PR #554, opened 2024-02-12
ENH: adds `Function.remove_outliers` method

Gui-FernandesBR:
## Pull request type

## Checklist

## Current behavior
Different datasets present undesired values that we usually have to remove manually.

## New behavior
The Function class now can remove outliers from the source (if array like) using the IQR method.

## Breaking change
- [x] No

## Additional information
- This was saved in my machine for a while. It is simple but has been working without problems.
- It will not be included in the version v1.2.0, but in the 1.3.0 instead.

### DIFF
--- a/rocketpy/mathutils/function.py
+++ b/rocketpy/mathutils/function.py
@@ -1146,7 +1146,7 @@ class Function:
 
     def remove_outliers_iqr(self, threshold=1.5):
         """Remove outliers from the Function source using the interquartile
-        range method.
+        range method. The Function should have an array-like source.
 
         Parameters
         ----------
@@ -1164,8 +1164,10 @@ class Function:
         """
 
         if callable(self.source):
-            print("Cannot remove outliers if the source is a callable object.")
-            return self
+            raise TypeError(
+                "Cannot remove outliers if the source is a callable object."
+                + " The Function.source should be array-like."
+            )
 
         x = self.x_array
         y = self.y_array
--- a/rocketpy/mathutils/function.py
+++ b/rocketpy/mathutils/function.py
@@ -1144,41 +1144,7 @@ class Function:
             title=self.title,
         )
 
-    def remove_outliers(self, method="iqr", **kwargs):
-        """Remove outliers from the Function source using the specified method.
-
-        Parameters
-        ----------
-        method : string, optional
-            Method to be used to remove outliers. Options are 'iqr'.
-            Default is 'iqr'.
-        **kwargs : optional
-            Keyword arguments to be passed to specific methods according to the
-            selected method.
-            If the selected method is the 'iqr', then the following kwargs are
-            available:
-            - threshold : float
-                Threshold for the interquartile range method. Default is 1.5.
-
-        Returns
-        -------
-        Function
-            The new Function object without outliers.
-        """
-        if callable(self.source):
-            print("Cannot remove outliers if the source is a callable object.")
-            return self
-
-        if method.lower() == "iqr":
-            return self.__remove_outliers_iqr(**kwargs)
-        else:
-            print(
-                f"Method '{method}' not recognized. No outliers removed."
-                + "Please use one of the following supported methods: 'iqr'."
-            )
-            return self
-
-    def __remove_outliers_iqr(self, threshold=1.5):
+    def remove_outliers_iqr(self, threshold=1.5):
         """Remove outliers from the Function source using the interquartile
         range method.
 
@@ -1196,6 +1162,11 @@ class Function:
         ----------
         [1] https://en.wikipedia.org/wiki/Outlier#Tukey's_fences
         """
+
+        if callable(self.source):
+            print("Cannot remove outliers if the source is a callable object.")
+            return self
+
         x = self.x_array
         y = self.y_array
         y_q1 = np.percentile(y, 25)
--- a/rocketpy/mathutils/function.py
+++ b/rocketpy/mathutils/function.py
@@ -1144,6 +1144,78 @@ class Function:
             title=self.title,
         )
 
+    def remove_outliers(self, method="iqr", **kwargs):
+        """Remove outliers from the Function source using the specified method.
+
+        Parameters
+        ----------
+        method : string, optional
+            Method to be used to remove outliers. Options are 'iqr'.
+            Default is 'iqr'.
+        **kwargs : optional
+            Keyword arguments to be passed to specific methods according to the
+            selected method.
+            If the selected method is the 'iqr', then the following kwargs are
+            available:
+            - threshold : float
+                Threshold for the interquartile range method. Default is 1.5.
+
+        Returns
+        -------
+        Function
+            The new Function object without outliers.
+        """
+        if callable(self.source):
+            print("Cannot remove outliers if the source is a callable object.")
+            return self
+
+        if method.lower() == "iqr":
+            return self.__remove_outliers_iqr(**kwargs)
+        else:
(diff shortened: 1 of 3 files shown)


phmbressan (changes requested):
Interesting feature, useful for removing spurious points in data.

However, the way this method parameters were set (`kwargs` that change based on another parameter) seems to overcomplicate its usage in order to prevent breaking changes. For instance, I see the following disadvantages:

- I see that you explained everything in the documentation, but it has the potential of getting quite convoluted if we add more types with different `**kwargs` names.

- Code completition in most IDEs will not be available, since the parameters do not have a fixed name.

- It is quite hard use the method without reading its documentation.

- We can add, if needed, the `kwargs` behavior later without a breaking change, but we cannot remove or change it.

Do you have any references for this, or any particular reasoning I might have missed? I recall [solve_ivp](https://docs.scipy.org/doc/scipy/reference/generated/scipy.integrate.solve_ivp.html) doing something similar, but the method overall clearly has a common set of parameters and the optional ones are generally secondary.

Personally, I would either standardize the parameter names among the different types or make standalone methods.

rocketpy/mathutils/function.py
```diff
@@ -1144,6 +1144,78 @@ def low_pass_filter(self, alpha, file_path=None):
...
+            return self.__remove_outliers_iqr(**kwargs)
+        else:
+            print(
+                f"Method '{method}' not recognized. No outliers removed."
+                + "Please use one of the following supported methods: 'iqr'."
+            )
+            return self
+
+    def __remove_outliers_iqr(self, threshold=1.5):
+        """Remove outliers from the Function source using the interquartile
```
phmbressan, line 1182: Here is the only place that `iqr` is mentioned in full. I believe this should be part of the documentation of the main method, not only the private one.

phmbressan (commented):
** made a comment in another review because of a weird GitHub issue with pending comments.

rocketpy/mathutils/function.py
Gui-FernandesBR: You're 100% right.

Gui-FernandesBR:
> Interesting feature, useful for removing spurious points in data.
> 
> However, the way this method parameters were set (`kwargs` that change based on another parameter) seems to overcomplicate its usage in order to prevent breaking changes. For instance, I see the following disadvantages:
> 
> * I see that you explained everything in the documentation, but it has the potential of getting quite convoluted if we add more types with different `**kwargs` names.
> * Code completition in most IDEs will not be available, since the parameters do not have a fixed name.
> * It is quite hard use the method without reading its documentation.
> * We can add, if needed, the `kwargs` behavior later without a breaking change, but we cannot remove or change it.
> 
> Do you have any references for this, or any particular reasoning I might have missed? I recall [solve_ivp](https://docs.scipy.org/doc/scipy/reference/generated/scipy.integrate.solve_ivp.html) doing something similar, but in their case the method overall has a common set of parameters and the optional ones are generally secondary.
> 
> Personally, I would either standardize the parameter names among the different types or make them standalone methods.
◇ ◇ ◇
» Exercise:
Each entry is to be retyped exactly as it appears.

» Solution for this exercise:
PR #554, opened 2024-02-12
ENH: adds `Function.remove_outliers` method

Gui-FernandesBR:
## Pull request type

## Checklist

## Current behavior
Different datasets present undesired values that we usually have to remove manually.

## New behavior
The Function class now can remove outliers from the source (if array like) using the IQR method.

## Breaking change
- [x] No

## Additional information
- This was saved in my machine for a while. It is simple but has been working without problems.
- It will not be included in the version v1.2.0, but in the 1.3.0 instead.

### DIFF
--- a/rocketpy/mathutils/function.py
+++ b/rocketpy/mathutils/function.py
@@ -1146,7 +1146,7 @@ class Function:
 
     def remove_outliers_iqr(self, threshold=1.5):
         """Remove outliers from the Function source using the interquartile
-        range method.
+        range method. The Function should have an array-like source.
 
         Parameters
         ----------
@@ -1164,8 +1164,10 @@ class Function:
         """
 
         if callable(self.source):
-            print("Cannot remove outliers if the source is a callable object.")
-            return self
+            raise TypeError(
+                "Cannot remove outliers if the source is a callable object."
+                + " The Function.source should be array-like."
+            )
 
         x = self.x_array
         y = self.y_array
--- a/rocketpy/mathutils/function.py
+++ b/rocketpy/mathutils/function.py
@@ -1144,41 +1144,7 @@ class Function:
             title=self.title,
         )
 
-    def remove_outliers(self, method="iqr", **kwargs):
-        """Remove outliers from the Function source using the specified method.
-
-        Parameters
-        ----------
-        method : string, optional
-            Method to be used to remove outliers. Options are 'iqr'.
-            Default is 'iqr'.
-        **kwargs : optional
-            Keyword arguments to be passed to specific methods according to the
-            selected method.
-            If the selected method is the 'iqr', then the following kwargs are
-            available:
-            - threshold : float
-                Threshold for the interquartile range method. Default is 1.5.
-
-        Returns
-        -------
-        Function
-            The new Function object without outliers.
-        """
-        if callable(self.source):
-            print("Cannot remove outliers if the source is a callable object.")
-            return self
-
-        if method.lower() == "iqr":
-            return self.__remove_outliers_iqr(**kwargs)
-        else:
-            print(
-                f"Method '{method}' not recognized. No outliers removed."
-                + "Please use one of the following supported methods: 'iqr'."
-            )
-            return self
-
-    def __remove_outliers_iqr(self, threshold=1.5):
+    def remove_outliers_iqr(self, threshold=1.5):
         """Remove outliers from the Function source using the interquartile
         range method.
 
@@ -1196,6 +1162,11 @@ class Function:
         ----------
         [1] https://en.wikipedia.org/wiki/Outlier#Tukey's_fences
         """
+
+        if callable(self.source):
+            print("Cannot remove outliers if the source is a callable object.")
+            return self
+
         x = self.x_array
         y = self.y_array
         y_q1 = np.percentile(y, 25)
--- a/rocketpy/mathutils/function.py
+++ b/rocketpy/mathutils/function.py
@@ -1144,6 +1144,78 @@ class Function:
             title=self.title,
         )
 
+    def remove_outliers(self, method="iqr", **kwargs):
+        """Remove outliers from the Function source using the specified method.
+
+        Parameters
+        ----------
+        method : string, optional
+            Method to be used to remove outliers. Options are 'iqr'.
+            Default is 'iqr'.
+        **kwargs : optional
+            Keyword arguments to be passed to specific methods according to the
+            selected method.
+            If the selected method is the 'iqr', then the following kwargs are
+            available:
+            - threshold : float
+                Threshold for the interquartile range method. Default is 1.5.
+
+        Returns
+        -------
+        Function
+            The new Function object without outliers.
+        """
+        if callable(self.source):
+            print("Cannot remove outliers if the source is a callable object.")
+            return self
+
+        if method.lower() == "iqr":
+            return self.__remove_outliers_iqr(**kwargs)
+        else:
(diff shortened: 1 of 3 files shown)


phmbressan (changes requested):
Interesting feature, useful for removing spurious points in data.

However, the way this method parameters were set (`kwargs` that change based on another parameter) seems to overcomplicate its usage in order to prevent breaking changes. For instance, I see the following disadvantages:

- I see that you explained everything in the documentation, but it has the potential of getting quite convoluted if we add more types with different `**kwargs` names.

- Code completition in most IDEs will not be available, since the parameters do not have a fixed name.

- It is quite hard use the method without reading its documentation.

- We can add, if needed, the `kwargs` behavior later without a breaking change, but we cannot remove or change it.

Do you have any references for this, or any particular reasoning I might have missed? I recall [solve_ivp](https://docs.scipy.org/doc/scipy/reference/generated/scipy.integrate.solve_ivp.html) doing something similar, but the method overall clearly has a common set of parameters and the optional ones are generally secondary.

Personally, I would either standardize the parameter names among the different types or make standalone methods.

rocketpy/mathutils/function.py
```diff
@@ -1144,6 +1144,78 @@ def low_pass_filter(self, alpha, file_path=None):
...
+            return self.__remove_outliers_iqr(**kwargs)
+        else:
+            print(
+                f"Method '{method}' not recognized. No outliers removed."
+                + "Please use one of the following supported methods: 'iqr'."
+            )
+            return self
+
+    def __remove_outliers_iqr(self, threshold=1.5):
+        """Remove outliers from the Function source using the interquartile
```
phmbressan, line 1182: Here is the only place that `iqr` is mentioned in full. I believe this should be part of the documentation of the main method, not only the private one.

phmbressan (commented):
** made a comment in another review because of a weird GitHub issue with pending comments.

rocketpy/mathutils/function.py
Gui-FernandesBR: You're 100% right.

Gui-FernandesBR:
> Interesting feature, useful for removing spurious points in data.
> 
> However, the way this method parameters were set (`kwargs` that change based on another parameter) seems to overcomplicate its usage in order to prevent breaking changes. For instance, I see the following disadvantages:
> 
> * I see that you explained everything in the documentation, but it has the potential of getting quite convoluted if we add more types with different `**kwargs` names.
> * Code completition in most IDEs will not be available, since the parameters do not have a fixed name.
> * It is quite hard use the method without reading its documentation.
> * We can add, if needed, the `kwargs` behavior later without a breaking change, but we cannot remove or change it.
> 
> Do you have any references for this, or any particular reasoning I might have missed? I recall [solve_ivp](https://docs.scipy.org/doc/scipy/reference/generated/scipy.integrate.solve_ivp.html) doing something similar, but in their case the method overall has a common set of parameters and the optional ones are generally secondary.
> 
> Personally, I would either standardize the parameter names among the different types or make them standalone methods.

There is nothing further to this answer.